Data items
━━━
PR #1198, opened 2024-11-14
Add expand/collapse button for activity

KevinEtchells:
## Context

So we can test a design concept with the activity log.

Add button to the right. When it's not expanded, it will only show the latest activity

image

image

It won't show if there's only one item in the log

## Guidance to review

Send a message, click the button

## Things to check


gecBurton (approved):
works for me :)

PR #1208, opened 2024-11-19
feature/added opensearch

gecBurton:
## Context

As an Engineer I would like to use opensearch so that all my stack can be managed by terraform in AWS

## Things to check


KevinEtchells (approved):
LGTM

PR #1215, opened 2024-11-20
Gov api return more docs

saisakul:
## Context

At the moment GOV search tool only return the top relevant page. However, it would be better to pull more relevant pages to use to produce answer - so that we can point to more references. 

Query first 100 relevant pages from GOV search API. Then returns top 5 relevant pages based on cosine similarity.

## Guidance to review

It would be better if instead of hard coding the no. of pages we want the tool to return, to:
- have that as tool parameters.
- use similarity threshold to select no of documents. 

## Things to check


jamesrichards4 (commented):
Let's pull both the retrieved_docs count and the returned_docs count out as parameters to the tool and set them based on a couple of new AISettings. That way we can experiment easily and they can just update their default settings to change this if they want

gecBurton (dismissed):
v good idea

saisakul:
> Let's pull both the retrieved_docs count and the returned_docs count out as parameters to the tool and set them based on a couple of new AISettings. That way we can experiment easily and they can just update their default settings to change this if they want

so rather pass them as additional parameters to the tools, I used the new AISettings from state that got passed during tool call.

redbox-core/redbox/models/chain.py
```diff
@@ -78,6 +86,10 @@ class AISettings(BaseModel):
     # this is also the azure_openai_model
     chat_backend: ChatLLMBackend = ChatLLMBackend()
 
+    # settings for tool call
+    num_retrieve_results: int = 100
```
jamesrichards4, line 90: could we give these more descriptive names? 

tool_govuk_retrieved_results
tool_govuk_returned_results

saisakul: updated

jamesrichards4 (approved):

PR #1234, opened 2024-11-25
Feat/implementation of opensearch

gecBurton:
## Things to check

- [ ] I have run integration tests https://github.com/i-dot-ai/redbox/actions/runs/12016708858


redbox-core/redbox/loader/ingester.py
```diff
@@ -22,31 +20,13 @@
 alias = env.elastic_chunk_alias
 
 
-def get_elasticsearch_store(es, es_index_name: str):
```
gecBurton, line 25: moved to settings.py

redbox-core/redbox/loader/ingester.py
```diff
@@ -22,31 +20,13 @@
...
-    return ElasticsearchStore(
-        index_name=es_index_name,
-        embedding=get_embeddings(env),
-        es_connection=es,
-        query_field="text",
-        vector_query_field=env.embedding_document_field_name,
-    )
-
-
-def get_elasticsearch_store_without_embeddings(es, es_index_name: str):
```
gecBurton, line 35: moved to settings.py

redbox-core/redbox/models/settings.py
```diff
@@ -19,7 +24,11 @@ class OpenSearchSettings(BaseModel):
 
     model_config = SettingsConfigDict(frozen=True)
 
-    collection_endpoint: str
+    host: str
```
gecBurton, line 27: @nboyse notice this change, is this ok?

nboyse: Would host be most appropriate or maybe just endpoint? As it also contains creds for DSIT and DBT, but I guess not streamlined with other configs

nboyse: I was thinking something along the lines of this, but maybe too complex for use case:
class OpenSearchSettings(BaseModel):
    """settings required for a aws/opensearch"""

    model_config = SettingsConfigDict(frozen=True)

    collection_endpoint: str = env.str("COLLECTION_ENDPOINT")
    parsed_url: AnyUrl = urlparse(collection_endpoint)

    collection_endpoint__username: Optional[str] = parsed_url.username
    collection_endpoint__password: Optional[str] = parsed_url.password
    collection_endpoint__host: Optional[str] = parsed_url.hostname
    collection_endpoint__port: Optional[str] = parsed_url.port

gecBurton: oh i see, in that case how about?

```python
class OpenSearchSettings(BaseModel):
    """settings required for a aws/opensearch"""

    model_config = SettingsConfigDict(frozen=True)
    connection_string: str

    @computed_field
    @property
    def username(self) -> int:
        return urlparse(self.collection_endpoint). username

    @computed_field
    @property
    def password(self) -> int:
        return urlparse(self.collection_endpoint). password

    @computed_field
    @property
    def password(self) -> int:
        return urlparse(self.collection_endpoint). password

    @computed_field
    @property
    def port(self) -> int:
        return urlparse(self.collection_endpoint). port

```

PR #1236, opened 2024-11-26
Make text-in-answer search case-insensitive

KevinEtchells:
## Context

Sometimes text isn't matched up to the footnote. This is because the text isn't always identical.

* Make the matching case-insensitive.

## Guidance to review

* Check footnotes still work okay.

## Things to check


saisakul (approved):
maybe run ruff

KevinEtchells:
Thanks Saisakul - this was after running Ruff!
━━━
» Exercise details
Where does "activity" occur in the data? Copy each line that has it.

» Task answer
Add expand/collapse button for activity
So we can test a design concept with the activity log.
Add button to the right. When it's not expanded, it will only show the latest activity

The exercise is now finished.